Fleishman noted the brand is also driving customers to its product pages through dedicated emails, paid Facebook ads and organic social posts that include messaging about giving back. 

“The response has been really strong,” Fleishman said. “Ultimately, it’s a win win when you can give back and also improve your conversion rate.”

Social impact reaches younger customers

When it comes to connecting with younger customers, brands are additionally investing in social impact programs. The millennial demographic, in particular, responds well to corporate social responsibility (CSR) initiatives — CNBC reported that three out of four millennials donated money during the pandemic. 

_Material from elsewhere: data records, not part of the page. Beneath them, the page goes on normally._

PR #307, opened 2024-04-29
Fix "Edit" button issues

mwcraig:
This PR addresses the edit button issues mentioned in #303. The other issues will be addressed in a separate PR.

PR #308, opened 2024-04-29
Better handle disabling widgets when displaying

### LINKED ISSUE #303: Fix some issues with the custom widget UI
A few things that @Tanner728 found:

- [x] You can type stuff in nullable fields (e.g. AAVSO code for observatory) even if the "switch" is off if you have hit the "Edit" button
- [x] The "Status" button in the ipyautoui save button bar (the leftmost button) is clickable when editing and it shouldn't be.
- [x] "Edit" button appears if there are no items in a group (e.g. no observatories) and it shouldn't.
- [ ] ~~Might be possible to enter an invalid name (e.g. trailing space) in the form.~~
- [x] The edit button doesn't appear after making a new item.

mwcraig:
This addresses the first two items in #303, so when merged it fixes #303.

The original method of disabling and re-enabling the fields of a model when displaying vs editing or making a new item was a little too aggressive, and ended up enabling something elements that should not have been enabled. 

This fixes that by only disabling `AutoObject`s and also hiding the add/remove buttons that appear in the `PassbandMap` object.

### DIFF
--- a/stellarphot/settings/custom_widgets.py
+++ b/stellarphot/settings/custom_widgets.py
@@ -4,6 +4,7 @@
 import ipywidgets as ipw
 import traitlets as tr
 from ipyautoui.autoobject import AutoObject
+from ipyautoui.custom.iterable import ItemBox
 
 from stellarphot.settings import (
     Camera,
@@ -239,8 +240,16 @@ class ChooseOrMakeNew(ipw.VBox):
             State that ``disabled`` should be set to.
         """
 
-        if hasattr(top, "disabled") or isinstance(top, AutoObject):
+        if isinstance(top, AutoObject):
             top.disabled = value
+        elif isinstance(top, ItemBox):
+            if value:
+                # Disabled, so do not show the add/remove buttons
+                top.add_remove_controls = "none"
+            else:
+                # Enabled, so show the add/remove buttons
+                top.add_remove_controls = "add_remove"
+
         try:
             for child in top.children:
                 self._set_disable_state_nested_models(child, value)
--- a/stellarphot/settings/tests/test_custom_widgets.py
+++ b/stellarphot/settings/tests/test_custom_widgets.py
@@ -1,5 +1,6 @@
 import ipywidgets as ipw
 import pytest
+from ipyautoui.custom.iterable import ItemBox, ItemControl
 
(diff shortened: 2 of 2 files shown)


stellarphot/settings/custom_widgets.py
```diff
@@ -239,8 +240,16 @@ def _set_disable_state_nested_models(self, top, value):
             State that ``disabled`` should be set to.
         """
 
-        if hasattr(top, "disabled") or isinstance(top, AutoObject):
+        if isinstance(top, AutoObject):
             top.disabled = value
+        elif isinstance(top, ItemBox):
```
JuanCab, line 245: I'll admit I am trusting your tests because I don't know `pyautoui` well.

For brands looking to recruit younger talent, social good integration has been an effective approach. The ‘Cone Communications Millennial Employee Engagement’ Study found that 64% of millennials would not take a job if their employer did not have a strong CSR policy, while 83% of millennials would be more loyal to a company that boosted their efforts to support social causes. 

Social good initiatives are also influencing younger shoppers’ purchasing decisions. According to a 2019 Cone Communications study on Gen Z, 90% of Gen Z believes companies should act to help social and environmental issues, and 75% will conduct their own research to see if a brand is backing up their statements with actions.

“For legacy companies, this is a totally different way of thinking because traditionally those businesses have been very apolitical,” Bou-Saba said. “They’ve been trying to remain neutral. On the other hand, you have direct-to-consumer companies that have a one-to-one relationship with their consumers. They know these are the things their consumers care about, and this is how they can connect with them and the online life of younger generations of consumers.”